Лена жила через два дома и проводила вечера на детской площадке под окнами. Алена нашла ее на качелях. Лена раскачивалась, уперевшись ногами в землю. Короткая юбка смялась складками, металлическая цепь отпечаталась на обнаженном бедре. Когда Алена рассказала про конкурс, Лена смерила ее взглядом и вместо ответа спросила:

– А фоточки будут?

Теперь Лена приходила к Алене дважды в неделю, садилась на табурет перед зеркалом и терпеливо ждала, пока та колдовала над волосами: расчесывала, делила на пряди, сплетала с магазинными, которые давали нужный объем, собирала, подвешивала на торчащие рогами ветки, украшала лентами и мхом. Наконец все было готово, и в зеркале вместо Лены появилась лесная колдунья. Лена вздрогнула:

– Как-то жутковато. – Потом добавила: – Но красиво, блин.

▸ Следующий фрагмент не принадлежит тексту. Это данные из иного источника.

PR #37, opened 2020-10-05
SEP 28: proposal to add inclusive-language

justindesilets:

PR #54, opened 2021-07-07
SEP 34: Inclusive Language Proposal

thatch45:
The Salt Project team has had many discussions around inclusive language. We would like to propose this SEP as a framework moving forward, and an explanation around preserving the term Salt-Master.

### DIFF
--- a/inclusive-language.md
+++ b/inclusive-language.md
@@ -82,6 +82,12 @@ to be started up via an alternative name. This alternative name will also be ava
 
 The "master" branch used in git will be changed to "main".
 
+## Interacting With Existing Systems
+
+Many systems currently exist which do not use inclusive language. In instances where the interaction or
+management of underlying systems does not use inclusive language, Salt will use the language of the underlying,
+managed system.
+
 ## Alternatives
 [alternatives]: #alternatives
 
--- a/inclusive-language.md
+++ b/inclusive-language.md
@@ -1,7 +1,7 @@
-- Feature Name: (inclusive-language)
-- Start Date: (2021-07-06)
+- Feature Name: SEP34: Inclusive Language
+- Start Date: 2021-07-06
 - SEP Status: Draft
-- SEP PR: (leave this empty)
+- SEP PR: https://github.com/saltstack/salt-enhancement-proposals/pull/54
 - Salt Issue: (leave this empty)
 
 # Summary
--- a/inclusive-language.md
+++ b/inclusive-language.md
@@ -1,0 +1,98 @@
+- Feature Name: (inclusive-language)
+- Start Date: (2021-07-06)
+- SEP Status: Draft
+- SEP PR: (leave this empty)
+- Salt Issue: (leave this empty)
+
+# Summary
+[summary]: #summary
+
+The Salt Project has always sought to be inclusive and not offensive. Original designs and names used were done so
+with the intent of being inclusive. Over the last decade this landscape has evolved and certain changes need to be made.
+
+This SEP proposes how we can make a solid design that can be sustained as this landscape continues to evolve.
+
+This SEP is intended to supersede SEP #28
+
+# Motivation
+[motivation]: #motivation
+
+The use of inclusive language needs to be a continual discussion, but the project also needs to document
+why certain choices were made and the liabilities that come from specific changes to language.
+
+Understanding the intent derived from original language choices, as well as formalizing what have previously
+been informal policies will allow us to maintain a clean situation moving forward.
+
+# Design
+[design]: #detailed-design
+
+In 2020 a very valid surge of concern around inclusive language surfaced and has touched many aspects
+of society. It has also highlighted that our collective understating of inclusive language is
+evolving. The Salt Project has no intention of perpetuating language, practices, culture, or code
+that is offensive or non-inclusive.
+
+The evolving nature of the problem issues a concern on how to best manage this situation in the
+long term. The Salt Project is not staffed internally to adequately address these concerns. We
+also feel that the creation of a single static document to track this effort is not adequate.
+
+Fortunately, the primary sponsor of The Salt Project - VMware - maintains a significant effort to
+maintain inclusion and diversity. This SEP proposes that we strive to adhere to the guidelines
+presented by VMware for inclusive language.
+
+Details on the Diversity, Equity, and Inclusion efforts of VMware can be found here:
+
+https://www.vmware.com/company/diversity.html
+
+Fortunately, the Salt Project already adheres to the vast majority of rules set forth by
+the VMware Diversity, Equity, and Inclusion policies. Only a few things need to be addressed.
+
+Please note that these topics have been discussed at length and are actively being addressed.
+
+While we share a strong desire to adhere to inclusive language, we should not break user
+installs. We feel that if this initiative were to create added and onerous work, confusion, and/or
+frustration for our users then it could backfire in the overall intent to create a move understanding
+and peaceful world. This means that standard deprecation paths will be adhered to for changes and
+the impact of a change will need to be carefully considered.
+
+## Whitelist/Blacklist
+
+The primary change that needs to be made, and has already started to be executed, is to
+remove references to Whitelist and Blacklist.
+
+The usage of whitelist will be replaced with allowlist
+The usage of blacklist will be replaced with blocklist
+
+## Usage of the term "Master"
+Salt uses the term "Master" extensively to refer to the system which issues commands out to Salt Minions.
+I (Thomas Hatch) chose the term Master/Minion to refer to this process with the original intent of making
+the choice inclusive. The Salt Project team has extensively evaluated the usage of the term "Master" and has
+concluded that any attempt to change the term in its entirety would be deeply detrimental to our users.
+Due to the deep and extensive usage of the term "Master" we feel that an outright change would not be possible.
+Changing the term "Master" would break nearly every install of Salt worldwide and would therefore be detrimental
+to the project and, I feel, to the intent of the movement.
+
+We also feel that the term Master/Minion is non-derogatory due to the fact that the word Master is not paired
+with a derogatory term for a subservient entity. This was the original intent for the choice made in our verbiage.
+
+With this said, we feel that forcing the ongoing usage of the term "Master" in new documentation and presentation
+materials will potentially be an issue. Therefore we propose adding a new startup script allowing the Salt Master
+to be started up via an alternative name. This alternative name will also be used in introductory documentation
+and presentations as soon as possible.
+
+
+## Alternatives
+[alternatives]: #alternatives
+
+Many alternatives have been discussed previously and have been deemed untenable. These include maintaining
+a project level inclusiveness program as well as complete renames of the Salt Master. We feel strongly that
+these alternatives cannot be reliably executed given our available resources and goals.
+
+## Unresolved questions
+[unresolved]: #unresolved-questions
+
+The main unresolved question of the alternative name that will be allowed for the Salt Master.
+
+# Drawbacks
+[drawbacks]: #drawbacks
+
+Drawbacks have been listed in this document for consideration.
--- a/inclusive-language.md
+++ b/inclusive-language.md
@@ -78,6 +78,9 @@ With this said, we feel that forcing the ongoing usage of the term "Master" in p
 materials will potentially be an issue. Therefore we propose adding a new startup script allowing the Salt Master
 to be started up via an alternative name. This alternative name will also be available for use in presentations.
 
+## Master Git Branch
+
+The "master" branch used in git will be changed to "main".
 
 ## Alternatives
 [alternatives]: #alternatives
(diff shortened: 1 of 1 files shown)


waynew (approved):

waynew:
I've expressed my frustration at being unable to find a replacement term for the Salt Master. Aside from that I'm :100: on board.

Terms we've considered and why I struggle to accept any of the other proposals:

- Leader is inadequate because the master doesn't lead - heck most of the time the Salt Master is going to have *less* responsibility than most of the minions.
- Director is better, but still falls short - it conveys someone that points the way, but doesn't specify how to get there. Also, in an organization one *can* ignore the director, sometimes even freely.
- Manager feels similarly ambiguous as a term.
- Controller is *okay*. 

A couple of interesting dictionary definitions that may also help describe my thoughts:


> From The Collaborative International Dictionary of English v.0.48 [gcide]:
> 
>   Master \Mas"ter\, v. t. [imp. & p. p. {Mastered}; p. pr. vb. n.
>      {Mastering}.]
>      1. To become the master of; to subject to one's will,
>         control, or authority; to conquer; to overpower; to
>         subdue.
>         [1913 Webster]
>   
>               Obstinacy and willful neglects must be mastered,
>               even though it cost blows.            --Locke.
>         [1913 Webster]
>   
>      2. To gain the command of, so as to understand or apply; to
>         become an adept in; as, to master a science.
>         [1913 Webster]

And the more wordy

> From Bouvier's Law Dictionary, Revised 6th Ed (1856) [bouvier]:
> 
>   MASTER. This word has several meanings. 1. **Master is one who has control** 
>   over a servant or apprentice. **A master stands in relation to his 
>   apprentices, in loco parentis, and is bound to fulfill that relation, which 
>   the law generally enforces. He is also entitled to be obeyed by his 
>   apprentices, as if they were his children**. Bouv. Inst. Index, h.t. 
>        2.-2. Master is one who is employed in teaching children, known 
>   generally as a schoolmaster; as to his powers, see Correction. 
>        3.-3. Master is the name of an officer: as, the ship Benjamin 
>   Franklin, whereof A B is master; the master of the rolls; master in 
>   chancery, &c. 
>        4.-4. By **master is also understood a principal who employs another to 
>   perform some act or do something for him**. The law having adopted the maxim 
>   of the civil law, qui facit per alium facit per se; **the agent is but an 
>   instrument**, and **the master is** civilly **responsible for the act of his agent**, 
>   as if it were his own, when he either commands him to do an act, or puts him 
>   in a condition, of which such act is a result, or by the absence of due care 
>   and control, either previously in the choice of his agent, or immediately in 
>   the act itself, negligently suffers him to do an injury.

(emphasis mine)

In my mind the Salt Master is one that has complete and utter control over the minions -- beyond just directing, leading, or managing. Controller, maybe even commander might be good enough...

I think of the Sorcerer's Apprentice, when Mickey creates some minions to do his bidding and they get away from him. When the master returns? He completely and utterly restores order.

Salt Master evokes this  mental picture (well, also Gru, because Master/Minions, but :joy: )

Salt Controller or Salt Commander not so much. That's my 2¢

thatch45:
I completely agree, it has been very difficult. I think that the main thing here is that we have a recognized alternative that can be used. I have heard many very strong arguments in favor of a change, but never a very good proposed name.

With that said, the goal of this SEP is not to chose a name, but to acknowledge the policy moving forward and document the difficulty in renaming Salt-Master. It is important that we have a document that covers the fact that a complete rename would be untenable.

bryceml (approved):

ScriptAutomate (approved):
I also prefer this superseding the more generic #37 proposal, as this SEP is specific to `salt` and the initiatives specifically driving/impacting the Salt Project.

The only suggestion I would have would be related to the branch naming scheme across repos coming out of Salt Project, going from `master` -> `main`, due to standards adopted by GitHub, GitLab, VMware, and others.

References:
- GitLab: https://about.gitlab.com/blog/2021/03/10/new-git-default-branch-name/
- GitHub: https://github.blog/changelog/2020-10-01-the-default-branch-for-newly-created-repositories-is-now-main/
  - And: https://github.com/github/renaming
- Renaming initiative, which enterprise companies such as VMware are involved in, and their section on `main`/`master`: https://inclusivenaming.org/language/implementation-path/#changing-the-git-branch-name

thatch45:
Good call @ScriptAutomate . I will get that in

OrangeDog:
What about other terms in VMWare policy? https://github.com/saltstack/salt-enhancement-proposals/pull/37#issuecomment-774251958
Will anything happen with these?
Will it depend on whether it's mirroring the language of the controlled system (e.g. `ps.kill_pid`, `system.shutdown_abort`, `apache_site.disabled`)?

ScriptAutomate:
> What about other terms in VMWare policy? [#37 (comment)](https://github.com/saltstack/salt-enhancement-proposals/pull/37#issuecomment-774251958)
> Will anything happen with these?
> Will it depend on whether it's mirroring the language of the controlled system (e.g. `ps.kill_pid`, `system.shutdown_abort`, `apache_site.disabled`)?

@OrangeDog Yeah, these are good points that have come up in conversation. Much of this has to do with Salt as the "glue" where we wouldn't want to ever replace the language used by the services, tools, applications, systems, etc. that Salt is being used to manage (otherwise, we would bring confusion and disconnect to users, and make our documentation more difficult to traverse).

This seems like it would be a good extension to:

> While we share a strong desire to adhere to inclusive language, we should not break user
installs. We feel that if this initiative were to create added and onerous work, confusion, and/or
frustration for our users then it could backfire in the overall intent to create a more understanding
and peaceful world. This means that standard deprecation paths will be adhered to for changes and
the impact of a change will need to be carefully considered.

Should this distinction, about Salt's purpose and Salt's need to adopt the language of the services it configures/manages/orchestrates/etc., be added to a paragraph following this one? I already like that the SEP already explicitly states only a few items, while openly stating that this would be an ongoing initiative that needs careful consideration. It would potentially make things clearer, for future ongoing efforts and explanations for why things like `ps.kill_pid` would continue to still exist, due to the underlying technologies that Salt is abstracting away. Especially for people driving initiatives in communities and orgs that are unfamiliar with Salt deployments, scripts/tools, underlying technologies, etc. in user environments.

dwoz (approved):

garethgreenaway (approved):

waynew (approved):

smokeytheblair (approved):

dmurphy18 (approved):

waynew:

---

To summarize the discussion:

A few changes have been made, this SEP addresses the inclusive language specific to Salt, as well as reconciling Salt to underlying systems. At this point the SEP is in Final Comment period and unless significant valid objections are made, given the existing approvals it should be merged after Wednesday, January 12, 2022.

tkwilliams:
May I point out the utter silliness of this entire effort?

I should say I grew up during the 60s and 70s in a very racially charged part of the US South, and even I find absolutely ZERO racial stigma associated with ANY of the terms on the VMWare list .  With effort, I suppose one could be offended by the term `master` -- IF IT WERE BEING APPLIED to a person, in implied authority over another person.  Anywhere after the Civil War (or I suppose guild apprenticeships if one is pedantic) one person being called the`master` of another is wrong, and offensive.  However, it is still a valid, well-defined, and meaningful English word, and using it for a process or network service which fulfills ALL the reasonable definitions of the term, and particularly in the absence of any better term (`overseer` anyone?  `commandant` perhaps?  those are jokes BTW if you can't tell) is just needless whitewashing.

The REST of the terms are flatly stupid (sorry, but there's no other word I can find) - there is NOTHING racially colored (or "non-inclusive" in the present terminology) about ANY of these terms:
- abort
- kill
- disable
- execute

`disable` is the MOST BIZARRE of them all to my eyes.  At least the others have some negative (that is, not "racial" or "non-inclusive", but at least NEGATIVE) connotations of SOME SORT (`abort` with regard to pro-choice/life arguments) and `kill`/`execute` of course being "violent") but what the HECK is bothersome to ANYONE about the word `disable`?  Asking seriously here, I really God's Honest Truth don't GET IT...

I should mention that I 1000% AGREE with renaming the `master` git branch to `main` - I've always considered `master` to be a stupid name for the main branch - it meets none of the criteria of a `master`.  It controls nothing, drives nothing.  Nothing reports to it, and it is responsible for no other branches.  I was fine when it was `develop` - that made SENSE, and although I didn't say anything when it switched to `master`, it was only because I missed the internal discussion beforehand, and once it was done it became a matter of "eh, whatever...".

But the current effort is just jaw-droppingly wasteful - SO MANY BETTER THINGS could be done with the cycles being wasted on this discussion.  When I think about the man-hours which will be burnt by the implementation of it, and THEN by all the end-users who have to retro-fit a zillion scripts, cronjobs, Jenkins jobs, RPM spec files, etc., etc., etc. ad nauseum, I honestly despair of people's priorities...

Sorry if anyone finds this offensive (seriously I really will be sorry if that happens) but I cannot sit quietly by without at least attempting to be the voice of common sense and reason in this thread...

Hugs all around,
Tom Williams

OrangeDog:
@tkwilliams FYI the initial git branch defaulted to “master” because it is the [master](https://www.thefreedictionary.com/master+copy) from which other copies are made. It has nothing to do with owning or controlling anything. The word has multiple definitions.

I assume “disable” is on the list because someone thinks it is offensive to people with disabilities

waynew:
@tkwilliams thanks for your input! These topics have been discussed at length, both in #37, and we've covered those points. Ultimately the goal is to have a more inclusive community, and where possible and reasonable, we'll make those changes.

Obviously there are terms like `kill` and `execute` that have a specific meanings within Linux and are unlikely to completely change.

For further reading, feel free to check out https://news.vmware.com/company/replacing-problematic-terminology

tkwilliams:
I'm sorry, but words are being used in a very unusual, non-standard, and JARGONISTIC fashion here.  "Inclusive" implies a value dichotomy of "inclusive" <-> "exclusive", where "inclusive" is granted some arbitrary positive value, while "exclusive" is negative.  That's fine - I can see that argument.

But the proposed VALUE MAPPING of random English words to be "inclusive" (good) vs. "exclusive" (bad) seem bizarre, random, and utterly arbitrary.  The fact that some random person may (or may not) be "bothered" by some random word, used entirely innocently and entirely within its correct definition is absolutely NUTSO.  The obvious reductio ad absurdum being that anyone anywhere and anytime can be "triggered" or "offended" by any random word they encounter.

This value mapping is particularly confusing when the words don't even IMPLICITLY "exclude" anyone AT ALL.  Exactly which group is excluded if I choose to "kill" a process, or "execute" a program?

The mother on "Dead Like Me" didn't like the word "moist" - does that imply that the word should be arbitrarily STRICKEN FROM THE LANGUAGE?  No, it implies that she had a hangup, that it was HER issue, not everyone else's, and she needed to get therapy, a clue, or whatever it was she needed to adjust to everyone else's perfectly reasonable language usage.

Other people's unreasonable "sensitivities" are NOT Holy Writ.  They're just that:  sensitivities, with no more validity or value than anyone ELSE'S desires to continue USING the words that accurately express what they wish to convey.  How is it that some people's likes and dislikes are SO MUCH MORE important than anyone else's?  This approach actually scans as extraordinarily EXCLUSIVE to me.   Wouldn't inclusiveness imply that one group's values don't violate or take precedence over another's?

As a specific case, "disable" (WRT services) implies "disable"/"enable", while "deactivate" pairs with "activate".  Need I point out that "activate" is less accurate and approriate term when used in this context - "activating" a service implies something much closer to "starting" than simply "enabling" and thus is much less appropriate for the functionality.

Lastly, I should mention that I am legally "disabled" (though I've never considered myself such at any point in my life), and I flatly did not see (and still honestly don't see, even after the above interpretation) that the VERB "disable" is in any way offensive, or even vaguely RELATED TO, the ADJECTIVE "disabled" as used to describe people.  I'm given to wonder whether ANY of the people who are PUSHING these changes are actually members of the supposed "offended minorities" or instead just well-meaning but misdirected folks performing feel-good whitewashing to make themselves feel better.  My personal experience is that these groups are 1) far less sensitive than imagined, and 2) much more concerned with results than fine grained semantic hair-splitting.

waynew:
There has been a lot of good discussion around inclusive language, both on this SEP and the one that it replaces. 

@tkwilliams you make an excellent point:

> [people are] much more concerned with results than fine grained semantic hair-splitting

We definitely are most interested in creating a welcoming, inclusive community. Just saying "oh we've added inclusive language so we're done" definitely *isn't* the end game - it's just part of making the Salt Project community more welcoming and inclusive.

And, as such, this SEP has been accepted, and we will work towards making these proposed changes as part of our on-going efforts to make and keep the Salt Project community an awesome place.

waynew:
Obviously this is too late to the party, but upon further knowledge after working on the syndics, I'm actually waaay less committed to master (the work/change/bug arguments still stand).

I was under the impression that the salt master was much more insistent about things but in the implementation details it's the minion that's insistent on reacting to messages from the salt master.

Anyway, neither here nor there, just wanted to throw that change of mind out for anyone who finds it useful.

Алена улыбнулась. Она так долго хотела стать красивой и вдруг с облегчением поняла, что красивыми рождаются.

В день конкурса она стояла за портьерой и кусала ногти, чего не делала с детства. Глубоко вдохнула, потом медленно выдохнула, и так трижды. Теперь все зависело только от моделей. В ожидании выхода Лена и другие девочки с тяжелыми париками сползали по стене. В белом свете люминесцентных ламп они были как выхваченные фарами ночные животные, слабые и дезориентированные.

– Бу? – Лена вытянула из крохотного рюкзачка горлышко бутылки, и стекло блеснуло, подмигивая.

– Это что?

– Да так, дядя Максим задолжал.

В бутылке был настоящий портвейн, хотя и с крепким духом грибной браги. В девяностые Ленин дядя перегонял иномарки, потом эмигрировал в Европу. Чем он там занимался, никто в семье не знал, но приезжал всегда с заграничными гостинцами. Лене он привозил трусы и косметику.

Пока никто не видел, они сделали по глотку. Портвейн разлился по желудку, ударил в голову. Затопленная светом сцена походила на корабельную палубу, старые доски стонали под натиском высоких каблуков. Лена была великолепна. Сложная прическа уравновесила ее фигуру, сделала завершенной. На конкурсе Алена стала третьей, но это было неважно. Час спустя они сидели в кафе «Кафе», высасывая из трубочек сладкую густоту молочного коктейля с запахом ванили, и безостановочно хихикали. Потом пошли домой. Наполовину опустевшая бутылка все еще лежала в рюкзаке, и Лена скинула с плеча лямку, чтобы ее достать.

– А знаешь, Максим скоро опять приедет, на папин юбилей. А знаешь, что еще? Я из дома убегу к тому времени. Потому что иначе… Иначе я его убью.

Она рассказала Алене, как с самого детства дядя заставлял ее мерить трусы в обмен на подарки и как влепил по щеке в прошлый раз, когда она впервые его не послушала; как, перепуганная, она выдала это маме, а та только посмеялась: «Трусы не жопа, а жопа не брильянт».